PR #7531, opened 2024-09-27
Remove old `MeshManager`

### LINKED ISSUE #6755: GPU memory not freed when closing recording, but keeping viewer open
**Describe the bug**
It seems like GPU memory is not freed when closing the recording for meshes (only noticed / tested for meshes with large number of vertices, not sure how generally this applies).

As a workaround I have to close the viewer occasionally.

**To Reproduce**
Run the following code a few times while monitoring GPU memory usage. Memory keeps growing and closing the recordings does not free it.
```python
import numpy as np
import rerun as rr

rr.init("Large Mesh", spawn=True)
vertices = np.random.rand(3 * 3000000, 3)
rr.log("mesh", rr.Mesh3D(vertex_positions=vertices))
```

**Expected behavior**
Memory should be freed when closing a recording in the viewer.

**Screenshots**

https://github.com/rerun-io/rerun/assets/9785832/0ccee3a2-df56-4cf5-bee4-7f01909adee3

memory
Note that "Counted GPU" only goes up, never down.

**Backtrace**

 - OS: tested on Ubuntu 22.04 and Arch Linux

**Rerun version**
```
rerun-cli 0.17.0-alpha.8 [rustc 1.76.0 (07dca489a 2024-02-04), LLVM 17.0.6] x86_64-unknown-linux-gnu 6649/merge a6a666f, built 2024-06-25T19:47:07Z
```
Also tested with `0.16.1`.

Wumpf:
### What

* ~Fixes #6755~
   * upon counter check with `main` this was already fixed 

Removes the re_renderer `MeshManager` in its entirety.

The vision here was at some point to provide a manager to deal with both short-lived and long-lived resource that are identified by a content hash/identifier similar to the texture manager. However, as things shifted around this didn't end up being useful: _all_ meshes ever supplied were marked as long-lived and held alive by a ref counter. We ended up just holding on to the ref count in a central place rather than tracking resource creation & destruction properly. Overall architecture of gpu resource handling leaned more and more towards shared ownership via caches, making the MeshManager an unnecessary layer.
The drawback of this is that we have a lot more Arcs which might bite us at some point (overhead + hard to track who owns), but I don't see that happening any time soon (I'm sure this is gonna get quoted a year from now when it stops working 😁 ).

### Checklist
  * Using examples from latest `main` build: [rerun.io/viewer](https://rerun.io/viewer/pr/7531?manifest_url=https://app.rerun.io/version/main/examples_manifest.json)
  * Using full set of examples from `nightly` build: [rerun.io/viewer](https://rerun.io/viewer/pr/7531?manifest_url=https://app.rerun.io/version/nightly/examples_manifest.json)

- [PR Build Summary](https://build.rerun.io/pr/7531)


crates/store/re_chunk/src/transport.rs
```diff
@@ -731,7 +731,7 @@ mod tests {
                 {
                     chunk_roundtrip = &chunk_in_transport;
                 }
-                let chunk_after = Chunk::from_transport(&chunk_roundtrip)?;
+                let chunk_after = Chunk::from_transport(chunk_roundtrip)?;
```
Wumpf, line 734: unrelated to this pr, but showed up whenever I did `clippy --all-targets`

teh-cmc (approved):

crates/store/re_chunk/src/transport.rs
teh-cmc: it breaks CI lol

teh-cmc: okay this should be fixed forever now....

PR #7541, opened 2024-09-27
Show spinner icon while waiting for video decoder

### LINKED ISSUE #7478: Wait indicator for long video seeking operations
We should have some indication of the decoder doing its work if we're waiting for an up-to-date image for more than a given amount of time.

emilk:
### What
* Closes #7478

video-spinner-3

This uses the default `egui::Spinner` loading animation.

It plays it directly, even if there is only a single frame of delay in decoding. I thought this could be annoying, but I think it feels great, and it is a lot simpler than keeping track of for how long we've been waiting.

### Checklist
  * Using examples from latest `main` build: [rerun.io/viewer](https://rerun.io/viewer/pr/7541?manifest_url=https://app.rerun.io/version/main/examples_manifest.json)
  * Using full set of examples from `nightly` build: [rerun.io/viewer](https://rerun.io/viewer/pr/7541?manifest_url=https://app.rerun.io/version/nightly/examples_manifest.json)

- [PR Build Summary](https://build.rerun.io/pr/7541)

### DIFF
--- a/crates/viewer/re_space_view_spatial/src/visualizers/videos.rs
+++ b/crates/viewer/re_space_view_spatial/src/visualizers/videos.rs
@@ -191,49 +191,51 @@ impl VideoFrameReferenceVisualizer {
 
             Some(Ok(video)) => {
                 video_resolution = glam::vec2(video.width() as _, video.height() as _);
-                if let Some(texture) =
-                    match video.frame_at(render_ctx, decode_stream_id, video_timestamp.as_seconds())
-                    {
-                        Ok(VideoFrameTexture::Ready(texture)) => Some(texture),
-                        Ok(VideoFrameTexture::Pending(texture)) => {
-                            ctx.viewer_ctx.egui_ctx.request_repaint();
-                            Some(texture)
-                        }
-                        Err(err) => {
-                            self.show_video_error(
-                                ctx,
-                                spatial_ctx,
-                                world_from_entity,
-                                err.to_string(),
-                                video_resolution,
-                                entity_path,
-                            );
-                            None
-                        }
+
+                match video.frame_at(render_ctx, decode_stream_id, video_timestamp.as_seconds()) {
+                    Ok(frame) => {
+                        let texture = match frame {
+                            VideoFrameTexture::Ready(texture) => texture,
+                            VideoFrameTexture::Pending(placeholder) => {
+                                ctx.viewer_ctx.egui_ctx.request_repaint();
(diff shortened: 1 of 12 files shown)


crates/viewer/re_viewer_context/src/space_view/visualizer_system.rs
```diff
@@ -174,4 +174,15 @@ impl VisualizerCollection {
     ) -> impl Iterator<Item = (ViewSystemIdentifier, &dyn VisualizerSystem)> {
         self.systems.iter().map(|s| (*s.0, s.1.as_ref()))
     }
+
+    /// Iterate over all visualizer data that can be downcast to the given type.
+    pub fn iter_visualizer_data<SpecificData: 'static>(
```
Wumpf, line 179: neat, liking this much better than the global method

crates/viewer/re_space_view_spatial/src/visualizers/videos.rs
```diff
@@ -191,49 +191,67 @@ impl VideoFrameReferenceVisualizer {
...
+                            world_from_entity.transform_vector3(glam::Vec3::Y * video_resolution.y);
+
+                        let texture = match frame {
+                            VideoFrameTexture::Ready(texture) => texture,
+                            VideoFrameTexture::Pending(placeholder) => {
+                                // Show loading rectangle:
+                                let min = top_left_corner_position;
+                                let max = top_left_corner_position + extent_u + extent_v;
+                                let center = 0.5 * (min + max);
+                                let diameter = (max - min).truncate().abs().min_element();
```
Wumpf, line 213: this likely breaks in 3D https://github.com/rerun-io/rerun/issues/7543

.. but I'm actually not even sure, gotta check how we place labels on 3D points. Likely we'll have to do a similar thing!

Wumpf (approved):
> It plays it directly, even if there is only a single frame of delay in decoding. I thought this could be annoying, but I think it feels great, and it is a lot simpler than keeping track of for how long we've been waiting.

I concur, this is a lot better than expected. I even like it after playing around with it a bit
I reckon you haven't tried what it looks like when the video is attached to a camera (i.e. plays in 3d)?  (I can see though that you've implemented it)

Follow-up ticket for testing this (and .. everything else!) with 3D views: https://github.com/rerun-io/rerun/issues/7543
looking at the way we insert the 2d spinner here I'm skeptical this will work out of the box, but let's take this separately

Issue #6106, opened 2024-04-24
Adjustable depth image range


roym899:
It would be nice to make the min and max value for depth images adjustable. Currently the minimum and maximum depth determine the color mapping; however, this can lead to unintuitive jumps in color when a far-away value pops in and out of the view. 

This video shows a negative example where the color changes drastically when the sky is not visible.

https://github.com/rerun-io/rerun/assets/9785832/70583d1d-8482-42b2-be0e-38ea93af0896

**Describe the solution you'd like**
- Add an option to adjust the min value and max value for the color map. 
- This setting should be available both for backprojected points and for 2D views. 
- For the backprojection it would also be nice to have an option to exclude points outside of this range. This would improve handling of "non-standard" depth images that use an arbitrary far plane value instead of NaN or 0.

**Additional context**
RViz has this feature ("Normalize Range" can be toggled for depth images and when it's off the "Min Value" and "Max Value" can be set)

Wumpf:
Related to
* #1510

makeecat:
Do we plan to add this feature in the near future? This small issue can turn down quite a few robotics user from using rerun. Inconsistent depth rendering across frames makes depth data meaningless for analysis.

Wumpf:
@makeecat apologies for long wait & lack of reply! It looks like we'll have this finally fixed in the upcoming 0.19 release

• • • • • • •

_TASK REQUIREMENTS:_
Every line of the records containing the word "waiting" must appear in the answer.

_RESPONSE:_
Show spinner icon while waiting for video decoder
We should have some indication of the decoder doing its work if we're waiting for an up-to-date image for more than a given amount of time.
It plays it directly, even if there is only a single frame of delay in decoding. I thought this could be annoying, but I think it feels great, and it is a lot simpler than keeping track of for how long we've been waiting.
> It plays it directly, even if there is only a single frame of delay in decoding. I thought this could be annoying, but I think it feels great, and it is a lot simpler than keeping track of for how long we've been waiting.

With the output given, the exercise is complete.